(Data shown Opens)

PR #1207, opened 2026-07-14
refactor(tools): extract shared isFileInAgentScope predicate (#1204)

### LINKED ISSUE #1204: dry-violation: agent-scope file predicate (system-folder + project-root) duplicated across the two search tools
## What

The two vault search tools filter their candidate file set with the same two-clause predicate, written out inline and independently in each: exclude system folders (`shouldExcludePath(file.path, plugin)`), then scope to the active project (`projectRoot && !file.path.startsWith(projectRoot + '/')`). The `projectRoot + '/'` boundary check is a subtle, easy-to-get-wrong invariant (without the trailing slash, `Foo` would match `Foobar/…`) that is duplicated verbatim. If the agent-scoping rule ever changes, both tools must be edited in lockstep, and nothing enforces that they agree.

## Evidence

- `src/tools/vault/search-files-tool.ts:78-82` — `.filter()`: `if (shouldExcludePath(file.path, plugin)) return false; if (projectRoot && !file.path.startsWith(projectRoot + '/')) return false;`
- `src/tools/vault/search-file-contents-tool.ts:113-120` — same two guards as `continue` statements inside the scan loop.
- (Related but **not** the same invariant: `src/tools/vault/list-files-tool.ts:80-88` scopes by a user-supplied `folderPath`, not the project root, so its boundary check is a different concept — see Out of scope.)

## Proposed unit of work

- Add `isFileInAgentScope(file: TFile, plugin, projectRoot: string | undefined): boolean` to `src/tools/vault/utils.ts` (the established home for shared vault-tool helpers, alongside `resolvePathToFile` and the new `guardExcludedPath`). It returns `false` when the file is excluded or outside the project root, `true` otherwise.
- Use it as the single `.filter()` predicate in `search-files-tool` and as the loop guard in `search-file-contents-tool` (invert to `if (!isFileInAgentScope(...)) continue;`).
- Add a focused unit test for the boundary case: a file at `Foobar/x.md` must **not** be considered in-scope for `projectRoot = 'Foo'`.

## Out of scope

- `list-files-tool` — its boundary is a user-passed `folderPath`, a different filter than project scoping; deciding whether it should also adopt a shared helper is a separate call. Leave it untouched here.
- The search tools' matching/ranking logic, limits, and result shaping — only the file-eligibility predicate is being consolidated.
- Changing what "agent scope" means (the exclusion set or the project-root semantics); this is a pure extraction that preserves current behavior.

---

allenhutchison:
## Summary

The two vault search tools (`find_files_by_name`, `find_files_by_content`) each filtered their candidate file set with the same two-clause agent-scope predicate, written out inline and independently: exclude system folders (`shouldExcludePath`), then — when a project is active — scope to it via the `projectRoot + '/'` boundary check. That trailing-slash boundary is a subtle, easy-to-get-wrong invariant (without it, `projectRoot = "Foo"` would spuriously match `Foobar/note.md`) that was duplicated verbatim, so any change to agent scoping had to be made in lockstep across both tools with nothing enforcing that they agree.

This extracts a single `isFileInAgentScope(file, plugin, projectRoot)` predicate into `src/tools/vault/utils.ts` (the established home for shared vault-tool helpers, alongside `resolvePathToFile` and `guardExcludedPath`) and routes both tools through it. Pure behavior-preserving code motion — the filter logic is byte-for-byte equivalent to the inline versions it replaces.

Fixes #1204

## Changes

- `src/tools/vault/utils.ts` — add `isFileInAgentScope(file: TFile, plugin, projectRoot: string | undefined): boolean`, returning `false` when the file is in a protected system folder or outside the active project root, `true` otherwise. Docstring calls out the load-bearing `projectRoot + '/'` boundary.
- `src/tools/vault/search-files-tool.ts` — use it as the single `.filter()` predicate; drop the now-unused `shouldExcludePath` import.
- `src/tools/vault/search-file-contents-tool.ts` — use it as an inverted loop guard (`if (!isFileInAgentScope(...)) continue;`), collapsing the two separate `continue` guards into one; drop the now-unused `shouldExcludePath` import.
- `test/tools/vault/utils.test.ts` — new `isFileInAgentScope` describe block covering system-folder exclusion, no-project-root inclusion, in-/out-of-project-root scoping, and the `Foo` vs `Foobar/x.md` prefix boundary case.

**Out of scope** (per the approved plan): `list-files-tool` (its boundary is a user-supplied `folderPath`, a different concept), the search tools' matching/ranking logic, and any change to what "agent scope" means — this is a pure extraction that preserves current behavior.

## Screenshots / Screencast

N/A — internal refactor with no UI or user-visible behavior change.

### Required

- [x] This PR is linked to an approved issue where the approach was discussed with a maintainer (#1204, plan approved)
- [x] All CI checks pass (`npm test` — 3418 passing, `npm run build`, `npm run format-check`, `npm run typecheck:test`, `npm run lint` — 0 errors)
- [x] I have tested this change on Desktop — behavior-preserving refactor; the extracted predicate is byte-for-byte equivalent to the inline logic, verified via the unchanged `search-files-tool` / `search-file-contents-tool` suites plus 5 new `isFileInAgentScope` unit tests (including the `Foo`/`Foobar` boundary). As a pure code-motion refactor there is no divergent runtime surface to drive end-to-end beyond what those tests exercise.
- [x] I have verified this change does not break Mobile (or includes appropriate platform guards) — no platform-specific APIs touched; pure TypeScript predicate logic.
- [ ] Documentation has been updated (N/A — internal refactor with no user-facing behavior or settings change)

### AI-Generated Code

Produced by the auto-dev pipeline from the approved plan on #1204.

🤖 Generated with [Claude Code](https://claude.com/claude-code)

https://claude.ai/code/session_01P1E1XFqcKM6HqyuJtvkksq

---
_Generated by [Claude Code](https://claude.ai/code/session_01P1E1XFqcKM6HqyuJtvkksq)_

### DIFF
--- a/src/tools/vault/search-file-contents-tool.ts
+++ b/src/tools/vault/search-file-contents-tool.ts
@@ -1,8 +1,8 @@
 import { Tool, ToolResult, ToolExecutionContext } from '../types';
 import { ToolCategory } from '../../types/agent';
 import { ToolClassification } from '../../types/tool-policy';
-import { shouldExcludePathForPlugin as shouldExcludePath } from '../../utils/file-utils';
 import { getRawErrorMessageOr } from '../../utils/error-utils';
+import { isFileInAgentScope } from './utils';
 
 /**
  * Search for text content within files
@@ -110,12 +110,8 @@ export class SearchFileContentsTool implements Tool {
 
 			// Search through each file
 			for (const file of allFiles) {
-				// Skip system folders
-				if (shouldExcludePath(file.path, plugin)) {
-					continue;
-				}
-				// Scope to project root when active
-				if (projectRoot && !file.path.startsWith(projectRoot + '/')) {
+				// Skip files outside agent scope (system folders, or outside the active project root)
+				if (!isFileInAgentScope(file, plugin, projectRoot)) {
 					continue;
 				}
 
--- a/src/tools/vault/search-files-tool.ts
+++ b/src/tools/vault/search-files-tool.ts
@@ -1,8 +1,8 @@
 import { Tool, ToolResult, ToolExecutionContext } from '../types';
 import { ToolCategory } from '../../types/agent';
 import { ToolClassification } from '../../types/tool-policy';
-import { shouldExcludePathForPlugin as shouldExcludePath } from '../../utils/file-utils';
 import { getRawErrorMessageOr } from '../../utils/error-utils';
+import { isFileInAgentScope } from './utils';
 
 /**
  * Search for files by name pattern
@@ -76,8 +76,7 @@ export class SearchFilesTool implements Tool {
 
 			const projectRoot = context.projectRootPath;
 			const scopedMatches = allFiles.filter((file) => {
-				if (shouldExcludePath(file.path, plugin)) return false;
-				if (projectRoot && !file.path.startsWith(projectRoot + '/')) return false;
+				if (!isFileInAgentScope(file, plugin, projectRoot)) return false;
 				return regex.test(file.name) || regex.test(file.path);
 			});
 
--- a/src/tools/vault/utils.ts
+++ b/src/tools/vault/utils.ts
@@ -15,6 +15,20 @@ export function guardExcludedPath(normalizedPath: string, plugin: ObsidianGemini
 	return shouldExcludePath(normalizedPath, plugin) ? { success: false, error } : null;
 }
 
+/**
+ * Agent-scope predicate shared by the read-only vault search tools. A file is in
+ * scope when it is not inside a protected system folder (the plugin state folder
+ * or `.obsidian`) and — when a project is active — it lives under `projectRoot`.
+ *
+ * The `projectRoot + '/'` boundary is load-bearing: without the trailing slash a
+ * `projectRoot` of `Foo` would spuriously match `Foobar/note.md`.
+ */
+export function isFileInAgentScope(file: TFile, plugin: ObsidianGemini, projectRoot: string | undefined): boolean {
+	if (shouldExcludePath(file.path, plugin)) return false;
+	if (projectRoot && !file.path.startsWith(projectRoot + '/')) return false;
+	return true;
+}
+
 /** Plain, serializable description of a vault file or folder. */
 export interface VaultFileEntry {
 	name: string;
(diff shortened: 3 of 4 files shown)


allenhutchison:
## Fallback review

No external review arrived within the review window (CodeRabbit's automatic reviews are disabled on this repo, so it posted only a "Review skipped" notice), so this is the pipeline's own fresh-eyes review of the diff against the approved plan on #1204. It is a **self-review** — treat it as a signal, not independent sign-off.

**Examined:** the full diff (4 files, +50/−11) against the approved plan on #1204 and the repo's behavior-preservation intent. The core risk in a code-motion refactor is that the extracted `isFileInAgentScope` silently diverges from the two inline predicates it replaces, or that a now-unused import gets left behind:

- `src/tools/vault/utils.ts` (`isFileInAgentScope`, lines 26–30) returns `false` **iff** `shouldExcludePath(file.path, plugin)` is true **or** (`projectRoot && !file.path.startsWith(projectRoot + '/')`) — identical to the original two guards. So `!isFileInAgentScope(...)` reproduces each call site's pair of `return false` / `continue` guards exactly, including the load-bearing trailing-slash boundary.
- `search-files-tool.ts` and `search-file-contents-tool.ts` now reference only `isFileInAgentScope`; the previously-used `shouldExcludePathForPlugin` import was dropped from both and has no remaining references in either file (verified). `utils.ts` already imports `TFile` and `shouldExcludePath`, and its other helpers still use the latter, so no import breaks.
- `list-files-tool.ts` is deliberately left untouched — its boundary is a user-supplied `folderPath`, a distinct concept from project scoping — matching the plan's Out-of-scope. Its own `shouldExcludePath` usage is unaffected.
- `test/tools/vault/utils.test.ts` pins the load-bearing `Foo` vs `Foobar/x.md` trailing-slash boundary, plus system-folder exclusion, no-project-root inclusion, and in-/out-of-root scoping.
- CI is green on head `86d55b1` (`CI`, `Knip`, `Lint & Format` including `lint:cycles`).

**Fixed in this review:**

- nothing — no defects found. This is a pure behavior-preserving extraction; the predicate is logically equivalent to the inline code, the removed imports were genuinely unused, and the boundary invariant is covered by a dedicated test.

**For your judgement:**

- No runtime-behavior change to weigh. The only judgment call is the scope decision to leave `list-files-tool` out of the shared helper — a deliberate call the approved plan already made, not a gap in this PR.

---

CodeRabbit can be re-run on this PR at any time with a `@coderabbitai review` comment.

---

(Data shown Closes)

Please print, exactly and with nothing else, the lines from the first line of the entries through the line containing "## Evidence".

[Exercise result]:
PR #1207, opened 2026-07-14
refactor(tools): extract shared isFileInAgentScope predicate (#1204)

### LINKED ISSUE #1204: dry-violation: agent-scope file predicate (system-folder + project-root) duplicated across the two search tools
## What

The two vault search tools filter their candidate file set with the same two-clause predicate, written out inline and independently in each: exclude system folders (`shouldExcludePath(file.path, plugin)`), then scope to the active project (`projectRoot && !file.path.startsWith(projectRoot + '/')`). The `projectRoot + '/'` boundary check is a subtle, easy-to-get-wrong invariant (without the trailing slash, `Foo` would match `Foobar/…`) that is duplicated verbatim. If the agent-scoping rule ever changes, both tools must be edited in lockstep, and nothing enforces that they agree.

## Evidence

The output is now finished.